# Filson Briefcase Repair



## ds23pallas (Aug 22, 2006)

As a follow up to my Barbour Jacket Repair thread (thank you for the responses) I thought I would try the same with an old Filson Original briefcase that I have had for about ten years. I have been using it daily, and carry messenger style - strap over left shoulder, bag hanging over right hip. As you can see, time and wear have taken their toll and the outside pocket has worn and come apart at the leading edge for about 5 cms. I was thinking about sending it back to Filson for repair (or replacement). My question is: has anyone used Filson for repair of any piece of luggage recently and how was the service?


----------



## joal (Jan 18, 2006)

*Filson Customer Service*

While I've never had anything repaired by Filson, my experiences with their customer service have been nothing short of outstanding. I've mentioned this story several times on the board, but I'll re-tell it here:

I bought a bridle leather field satchel (number 252) new on ebay - when I got it, there was some discoloration on the lock. The ebay seller wouldn't do anything about it so I called Filson. They not only replaced the satchel but they refunded my cost to ship the old one to them and shipped me the new one for free. I've never had that kind of service from any other company, period.

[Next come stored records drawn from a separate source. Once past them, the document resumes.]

Issue #641, opened 2019-01-10
Implement Imgur Transfer Extension


seehamrun:
Imgur has an Oauth 2 API: https://apidocs.imgur.com/#intro

natlg:
Would be glad to take this issue! I'm working on the exporter for now

PR #645, opened 2019-01-31
Imgur exporter and auth extension

natlg:
Here is the exporter (issue #641), if this implementation is fine I'll add importer and tests in another PR.

Few notes:

Imgur doesn't require scopes but adding any value causes error, so I left it empty in the [ImgurOAuthConfig](https://github.com/natlg/data-transfer-project/blob/3fb7c7f93b4b3d7b408a78d25bfc2c5f05c278ac/extensions/auth/portability-auth-imgur/src/main/java/org.datatransferproject.auth.imgur/ImgurOAuthConfig.java#L49) and included checking to the [OAuth2DataGenerator](https://github.com/natlg/data-transfer-project/blob/3fb7c7f93b4b3d7b408a78d25bfc2c5f05c278ac/libraries/auth/src/main/java/org/datatransferproject/auth/OAuth2DataGenerator.java#L70)

Also seems public API doesn't allow to get non-album photos separately, only photos for each album or just all photos for the account (they don't include information about the album). So I save images from albums, request all account images and then pick those that are not in albums. Maybe there can be a better way.

During authorization API can return error "Imgur is temporarily over capacity ...", sometimes for the long time.


extensions/data-transfer/portability-data-transfer-imgur/src/main/java/org/datatransferproject/datatransfer/imgur/ImgurTransferExtension.java
```diff
@@ -0,0 +1,96 @@
...
+import org.datatransferproject.spi.transfer.provider.Exporter;
+import org.datatransferproject.spi.transfer.provider.Importer;
+import org.datatransferproject.datatransfer.imgur.photos.ImgurPhotosExporter;
+import org.datatransferproject.datatransfer.imgur.photos.ImgurPhotosImporter;
+import org.datatransferproject.types.transfer.auth.AppCredentials;
+
+/** Extension for transferring Imgur data */
+public class ImgurTransferExtension implements TransferExtension {
+  private static final String SERVICE_ID = "Imgur";
+  private static final String BASE_URL = "https://api.imgur.com/3";
```
seehamrun: is BASE_URL used elsewhere other than passed to the exporter, if not lets move it into the Exporter

extensions/data-transfer/portability-data-transfer-imgur/src/main/java/org/datatransferproject/datatransfer/imgur/photos/ImgurPhotosExporter.java
```diff
@@ -0,0 +1,232 @@
...
+  private final String allPhotosUrlTemplate;
+  private final String albumsUrlTemplate;
+  private final String defaultAlbumId;
+
+  private final OkHttpClient client;
+  private final ObjectMapper objectMapper;
+  private Monitor monitor;
+
+  public ImgurPhotosExporter(Monitor monitor, String baseUrl) {
+    albumPhotosUrlTemplate = baseUrl + "/album/%s/images";
```
seehamrun: Since we dont expect the basUrl of the API to change, can we make all these final static and initialize them as constants above?

extensions/data-transfer/portability-data-transfer-imgur/src/main/java/org/datatransferproject/datatransfer/imgur/photos/ImgurPhotosExporter.java
```diff
@@ -0,0 +1,232 @@
...
+    albumsUrlTemplate = baseUrl + "/account/me/albums/%s";
+    allPhotosUrlTemplate = baseUrl + "/account/me/images/%s";
+    defaultAlbumId = "0";
+    this.client = new OkHttpClient.Builder().build();
```
seehamrun: I think you can pass in the extension context to the constructor and get the Http Transport and object mapper from there (or pass them in directly)

 For an example see: https://github.com/google/data-transfer-project/blob/master/extensions/data-transfer/portability-data-transfer-instagram/src/main/java/org/datatransferproject/transfer/instagram/InstagramTransferExtension.java#L69

extensions/data-transfer/portability-data-transfer-imgur/src/main/java/org/datatransferproject/datatransfer/imgur/photos/ImgurPhotosExporter.java
```diff
@@ -0,0 +1,232 @@
...
+   * Exports albums and photos. Gets albums first, then photos which are contained in albums and
+   * non-album photos
+   *
+   * @param jobId the job id
+   * @param authData authentication data for the operation
+   * @param exportInformation info about what data to export, see {@link ExportInformation} for more
+   */
+  @Override
+  public ExportResult<PhotosContainerResource> export(
+      UUID jobId, TokensAndUrlAuthData authData, Optional<ExportInformation> exportInformation)
```
seehamrun: We're not making use of the ExportInformation here since we're just getting all of the content in one go. 

Lets try and split it up, some ideas: 
- common pattern is you either retrieve the albums list or the photos list at each call based on the exportInformation. If its empty, it means we haven't gotten anything yet and we should export the list of albums, if there is a an album we should retrieve the data for it (See Flickr Exporter for an example of this)
- You mentioned the API doesn't allow to get non-album photos separately - when you retrieve the photos do they include which album they belong in? The other thing we can do is retrieve the list of albums, then all photos and add them to albums as we process each photo.  But again, so we dont request all of them at the same time, we include the pagination token in the ExportResult and when we enter this function, we pick up from the page that we left off at. 

Let me know if that makes sense, also adding chuy@ to take a look as well since its been a while since I've written or reviewed transfer extensions.

extensions/data-transfer/portability-data-transfer-imgur/src/main/java/org/datatransferproject/datatransfer/imgur/photos/ImgurPhotosImporter.java
```diff
@@ -0,0 +1,40 @@
+
```
seehamrun: delete this since we aren't dealing with import yet

natlg:
Hey Siham, thank you for the review! I'll return to it next week

Documentation/JettyApiSpec.yaml
```diff
@@ -244,12 +244,14 @@ components:
...
         - "TWITTER"
         - "GOOGLE"
+        - "IMGUR"
         importServices:
         - "FLICKR"
         - "SMUGMUG"
         - "Facebook"
         - "TWITTER"
         - "GOOGLE"
+        - "IMGUR"
```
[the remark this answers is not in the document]
natlg: Done

extensions/auth/portability-auth-imgur/src/main/java/org.datatransferproject.auth.imgur/ImgurOAuthConfig.java
```diff
@@ -0,0 +1,56 @@
...
+  }
+
+  // Imgur doesn't require scopes
+  @Override
+  public Map<String, Set<String>> getExportScopes() {
+    return ImmutableMap.of("PHOTOS", ImmutableSet.of(""));
+  }
+
+  @Override
+  public Map<String, Set<String>> getImportScopes() {
```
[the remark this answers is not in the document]
natlg: Done

extensions/data-transfer/portability-data-transfer-imgur/src/main/java/org/datatransferproject/datatransfer/imgur/ImgurTransferExtension.java
```diff
@@ -0,0 +1,96 @@
...
+
+  private boolean initialized = false;
+
+  private static final ImmutableList<String> SUPPORTED_DATA_TYPES = ImmutableList.of("PHOTOS");
+
+  private ImgurPhotosImporter importer;
```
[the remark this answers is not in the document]
natlg: Done

extensions/data-transfer/portability-data-transfer-imgur/src/main/java/org/datatransferproject/datatransfer/imgur/ImgurTransferExtension.java
natlg: It will be used in importer, so I left it here, but made `public static` for using in the exporter

extensions/data-transfer/portability-data-transfer-imgur/src/main/java/org/datatransferproject/datatransfer/imgur/photos/ImgurPhotosExporter.java
natlg: Done

extensions/data-transfer/portability-data-transfer-imgur/src/main/java/org/datatransferproject/datatransfer/imgur/photos/ImgurPhotosExporter.java
natlg: Done, but I used `OkHttpClient` and had to register it in the [WorkerMain](https://github.com/google/data-transfer-project/blob/2dc1f8ed03e9e52ffe93bdca7c81878b5041d714/portability-transfer/src/main/java/org/datatransferproject/transfer/WorkerMain.java#L81) 
It's used in MicrosoftPhotosExporter too. I can replace it to the `HttpTransport`, if it's preffered

extensions/data-transfer/portability-data-transfer-imgur/src/main/java/org/datatransferproject/datatransfer/imgur/photos/ImgurPhotosExporter.java
natlg: I refactored it and now exporter uses ExportInformation. Unfortunately retrieved photos don't include album (here is it's [data model](https://api.imgur.com/models/image) )
Exporter performs these steps:
- At first gets albums (with pagination) and saves their ids to the ExportInformation.  
- Retrieves photos for each album on the subsequent export calls (request doesn't support pagination), saves their ids to the Set.
- Exports non-album photos: retrieves all photos (with pagination) and excludes album photos saved to the Set.

extensions/data-transfer/portability-data-transfer-imgur/src/main/java/org/datatransferproject/datatransfer/imgur/photos/ImgurPhotosImporter.java

natlg:
I addressed comments, PTAL if anything else should be changed

extensions/data-transfer/portability-data-transfer-imgur/src/main/java/org/datatransferproject/datatransfer/imgur/photos/ImgurPhotosExporter.java
```diff
@@ -0,0 +1,284 @@
...
+  /**
+   * Exports albums.
+   *
+   * @param authData authentication information
+   * @param paginationData pagination information to use for subsequent calls
+   */
+  private ExportResult<PhotosContainerResource> requestAlbums(
+      TokensAndUrlAuthData authData, PaginationData paginationData) throws IOException {
+    ImmutableList.Builder<PhotoAlbum> albumBuilder = ImmutableList.builder();
+    List<IdOnlyContainerResource> albumIds = new ArrayList<>();
```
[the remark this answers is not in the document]
natlg: Added saving photos to the temp store, should it be done for albums too? I've found examples of only photo saving in SmugMugPhotosExporter and Google exporters

extensions/data-transfer/portability-data-transfer-imgur/src/main/java/org/datatransferproject/datatransfer/imgur/photos/ImgurPhotosExporter.java
```diff
@@ -0,0 +1,284 @@
...
+
+    int page = paginationData == null ? 0 : ((IntPaginationToken) paginationData).getStart();
+
+    String url = format(ALBUMS_URL_TEMPLATE, page);
+
+    List<Map<String, Object>> items = requestData(authData, url);
+
+    // Request result doesn't indicate if it's the last page
+    boolean hasMore = items != null && items.size() != 0;
```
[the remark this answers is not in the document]
natlg: Done

extensions/data-transfer/portability-data-transfer-imgur/src/main/java/org/datatransferproject/datatransfer/imgur/photos/ImgurPhotosExporter.java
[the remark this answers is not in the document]
seehamrun: This looks good to me! - Albums data can be stored if needed, this happens usually if we want to maintain what the mapping from source album -> destination albums will be, but this is probably only necessary in the importer.

holachuy:
Thank you natlg! would you mind syncing and resolving the conflicts? I'd like to try this locally and merge it in.

natlg:
>  would you mind syncing and resolving the conflicts? 

Done

holachuy:
I patched and built locally and was able to bring up the UI and initiate the flow. This is more than enough to checkin and we can further test a round trip once setting up the appropriate test accounts after checking in. Thanks!

PR #652, opened 2019-02-11
Publish auth

wmorland:
:libraries:auth was missing from Bintray


katrielalex:
BTW I grepped through to make sure there weren't any more missing from Bintray; I think this is the last of them. He says optimistically.

Issue #586, opened 2018-09-24
Add support for Social Posts


harlantwood:
Hi, great project!  I installed the demo server from docker and it asks you to select your data types from a dropdown list of:

- Calendar
- Contacts
- Mail
- Photos
- Tasks

The data type that is missing that I was hoping for is "posts" or similar -- eg FB posts, tweets, G+ posts, etc.

Does that exist, but it's not in the demo server?  If it doesn't exist, is it planned and is there an expected timeline?  

Excited about this project, thanks for your work!

harlantwood:
A bit of extra info -- possible data formats for such a featute include:
- https://schema.org/SocialMediaPosting
- https://www.w3.org/TR/activitystreams-core/

PR #653, opened 2019-02-11
Add a Blogger importer for Social-Data

bwillard:
This creates a blogger imported for social data, storing photos in Drive. (This is related to #586)

There are also some related changes around G+ and Mastodon exports.

### DIFF
--- a/distributions/demo-server/build.gradle
+++ b/distributions/demo-server/build.gradle
@@ -184,4 +184,15 @@ task installToolsAndDockerize {
     dependsOn ":client-rest:installTools", dockerize
 }
 
+configurations.all {
+    resolutionStrategy {
+        eachDependency { DependencyResolveDetails details ->
+            if (details.requested.group == 'com.google.guava') {
+                details.useVersion("${guavaVersion}")
+                details.because 'Some dependencies rely on lower version which does not support MoreCollections'
+
+            }
+        }
+    }
+}
 
--- a/extensions/auth/portability-auth-google/src/main/java/org/datatransferproject/auth/google/GoogleOAuthConfig.java
+++ b/extensions/auth/portability-auth-google/src/main/java/org/datatransferproject/auth/google/GoogleOAuthConfig.java
@@ -55,6 +55,7 @@ public class GoogleOAuthConfig implements OAuth2Config {
         .put("CONTACTS", ImmutableSet.of("https://www.googleapis.com/auth/contacts.readonly"))
         .put("MAIL", ImmutableSet.of("https://www.googleapis.com/auth/gmail.readonly"))
         .put("PHOTOS", ImmutableSet.of("https://www.googleapis.com/auth/photoslibrary.readonly"))
+        // For G+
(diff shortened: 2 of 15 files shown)


distributions/demo-server/build.gradle
```diff
@@ -184,4 +184,15 @@ task installToolsAndDockerize {
     dependsOn ":client-rest:installTools", dockerize
 }
 
+configurations.all {
```
holachuy: Is this related to this PR?

extensions/auth/portability-auth-google/src/main/java/org/datatransferproject/auth/google/GoogleOAuthConfig.java
```diff
@@ -57,6 +55,7 @@ public String getTokenUrl() {
         .put("CONTACTS", ImmutableSet.of("https://www.googleapis.com/auth/contacts.readonly"))
         .put("MAIL", ImmutableSet.of("https://www.googleapis.com/auth/gmail.readonly"))
         .put("PHOTOS", ImmutableSet.of("https://www.googleapis.com/auth/photoslibrary.readonly"))
+        .put("SOCIAL-POSTS", ImmutableSet.of("https://www.googleapis.com/auth/plus.login"))
```
holachuy: Does this work for both Blogger and Gplus? Or not used for both? Let's add a comment clarifying.

extensions/data-transfer/portability-data-transfer-google/build.gradle
```diff
@@ -37,6 +38,10 @@ dependencies {
     compile("com.googlecode.ez-vcard:ez-vcard:${ezVcardVersion}")
     compile("com.google.apis:google-api-services-plus:${googlePlusVersion}")
 
+    // Needed for OpenSocial ActivityStreams
+    compile group: 'joda-time', name: 'joda-time', version: '2.3'
```
holachuy: Do we want to make the version a constant in the global version file?

distributions/demo-server/build.gradle
bwillard: Only tangentially, you can't run DTP right now with out this change, so I included it in this PR

extensions/auth/portability-auth-google/src/main/java/org/datatransferproject/auth/google/GoogleOAuthConfig.java
bwillard: Just G+, added a comment.

extensions/data-transfer/portability-data-transfer-google/build.gradle
bwillard: No, Activity stream depends on this specific version of joda-time, So I don't think we want to generalize it.

bwillard:
PTAL?

extensions/data-transfer/portability-data-transfer-google/build.gradle
holachuy: Ok, let's add a comment

bwillard:
PTAL?

PR #656, opened 2019-02-18
Video datatype

CorneliusHagmeister:
This pull request introduces a video datatype in order to prepare for video exporters/importers. Due to the similarity between photos and videos (both MediaItems) the video data type is defined analog to what was already present for photos. Video-importer and -exporter for Google Photos and Facebook will follow in future pull requests.

### DIFF
--- a/extensions/data-transfer/portability-data-transfer-spotify/src/main/java/org/datatransferproject/transfer/spotify/playlists/SpotifyPlaylistImporter.java
+++ b/extensions/data-transfer/portability-data-transfer-spotify/src/main/java/org/datatransferproject/transfer/spotify/playlists/SpotifyPlaylistImporter.java
@@ -65,10 +65,10 @@ public class SpotifyPlaylistImporter
   private void createPlaylist(MusicPlaylist playlist, String userId)
       throws IOException, SpotifyWebApiException {
     Playlist createPlaylistResult = spotifyApi
-        .createPlaylist(userId, playlist.headline())
+        .createPlaylist(userId, playlist.getHeadline())
         .collaborative(false)
         .public_(false)
-        .name("Imported - " + playlist.headline())
+        .name("Imported - " + playlist.getHeadline())
         .build()
         .execute();
     for (MusicRecording track : playlist.getTrack()) {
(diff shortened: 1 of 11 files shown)


portability-types-common/src/main/java/org/datatransferproject/types/common/models/videos/VideoModel.java
```diff
@@ -0,0 +1,102 @@
...
+ */
+
+package org.datatransferproject.types.common.models.videos;
+
+import com.fasterxml.jackson.annotation.JsonCreator;
+import com.fasterxml.jackson.annotation.JsonProperty;
+import com.google.common.base.MoreObjects;
+import com.google.common.base.Objects;
+
+public class VideoModel {
```
holachuy: For the video content, can we use the schema.org model https://schema.org/VideoObject ?

CorneliusHagmeister: Hm, I am not sure what the way to go is here. When I implemented the model I had a look the schema.org model and decided to keep the implementation consistent with the already existing photo model. Nevertheless it might make sense for the future to go with the schema.org version.

holachuy: Yeah, the original photo model was based on a POJO approach. However, playlists and other more recent models have been able to incorporate some Schema.org models.  Once we incorporate video playlists, we're going to end up having to merge these two. 

Could we use the schema.org model just for the video object for this initial CL  since it's only a few fields we'd want to map for the moment?

CorneliusHagmeister: Adjusted the Model to be based on the schema.org model. We should probably think about the folder structure for the models, especially in regards of dependencies (e.g. in which folder should a MediaObject go?).

holachuy: LGTM. Free free to open an issue for the data model organization.

PR #659, opened 2019-02-21
Switch Google Photos import scope to appendonly

wmorland:
I've tested this and import still works fine for me. This limits the scope and changes the text a user sees on the OAuth screen.

screenshot 2019-02-05 at 17 04 50


holachuy:
Thanks for finding this.  I thought there was guidance for using the most limited scopes in our docs but it doesn't seem to be there. We'll want to include this when we update the docs https://github.com/google/data-transfer-project/blob/master/Documentation/Integration.md#auth-extension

I have to belive they'll do everything in their power to help you out. The said multiple times during discussions on the phone, "if you aren't happy, we aren't." And they lived up to it.


----------



## JordanW (Jan 8, 2007)

ds23pallas said:


> I was thinking about sending it back to Filson for repair (or replacement). My question is: has anyone used Filson for repair of any piece of luggage recently and how was the service?


Their service used to be second to none although I have not had an encounter since they were bought out (or whatever happened). A piece of Filson luggage, even if used everyday, should last longer than 10 years if taken care of it but, sadly, I would guess they are going to politely tell you that it's time for a new briefcase.


----------



## paper clip (May 15, 2006)

I have a Filson wallet on which some stitching came loose. They sent me a new one, NQA.

It's definately worth a shot. The worst thing that will happen is that you'll be where you started. I'd then look at a cobbler to repair your bag - it has great patina from use.


----------



## AlanC (Oct 28, 2003)

As a side note, I'd love to see some other pictures of your briefcase just to get an idea of how it looks after a decade of use.


----------



## ds23pallas (Aug 22, 2006)

paper clip said:


> ... it has great patina from use.





AlanC said:


> As a side note, I'd love to see some other pictures of your briefcase just to get an idea of how it looks after a decade of use.


Many of my belongings have a lot of "patina", from my old car to old shoes, clothing and this briefcase. Alan, here are a few more pictures. I have not done any repairs yet. I don't want a new one, so I will probably take it to my repair lady for mending. The bridle leather, heavy duty brass zipper and other hardware are as new. You may be able to see that there are numerous small areas of wear, but I am not worried about my contents spilling out onto the street. The bottom is double layered.

Front

Top

Bottom


----------



## AlanC (Oct 28, 2003)

^Thanks for the pics. I missed them when you posted them. I'm about to pull the trigger on the Filson large briefcase, I believe.


----------



## ds23pallas (Aug 22, 2006)

AlanC said:


> ^Thanks for the pics. I missed them when you posted them. I'm about to pull the trigger on the Filson large briefcase, I believe.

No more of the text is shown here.